[[ THE DATA, beginning ]]
PR #10487, opened 2024-06-25
[CI] Add CI pipeline to build libxgboost4j.so targeting Linux ARM64

hcho3:
https://discuss.xgboost.ai/t/status-of-linux-arm64-support-in-xgboost4j/3657

* Add CI pipeline to build libxgboost4j.so targeting Linux ARM64. Target glibc 2.17.
* Clean up M1 pipeline
* Create a separate pipeline to build libxgboost4j.so (Linux x86_64) that's compatible with glibc 2.17. We don't want to require glibc 2.28 for the Maven release.

### DIFF
--- a/tests/buildkite/build-jvm-linux-arm64.sh
+++ b/tests/buildkite/build-jvm-linux-arm64.sh
@@ -14,7 +14,7 @@ $command_wrapper bash -c \
   "cd build && cmake .. -GNinja -DJVM_BINDINGS=ON -DUSE_OPENMP=ON && ninja -v"
 ldd lib/libxgboost4j.so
[[ THE DATA, end ]]
All of the entries above are to be printed again exactly.

** REPLY TO THE TASK **
PR #10487, opened 2024-06-25
[CI] Add CI pipeline to build libxgboost4j.so targeting Linux ARM64

hcho3:
https://discuss.xgboost.ai/t/status-of-linux-arm64-support-in-xgboost4j/3657

* Add CI pipeline to build libxgboost4j.so targeting Linux ARM64. Target glibc 2.17.
* Clean up M1 pipeline
* Create a separate pipeline to build libxgboost4j.so (Linux x86_64) that's compatible with glibc 2.17. We don't want to require glibc 2.28 for the Maven release.

### DIFF
--- a/tests/buildkite/build-jvm-linux-arm64.sh
+++ b/tests/buildkite/build-jvm-linux-arm64.sh
@@ -14,7 +14,7 @@ $command_wrapper bash -c \
   "cd build && cmake .. -GNinja -DJVM_BINDINGS=ON -DUSE_OPENMP=ON && ninja -v"
 ldd lib/libxgboost4j.so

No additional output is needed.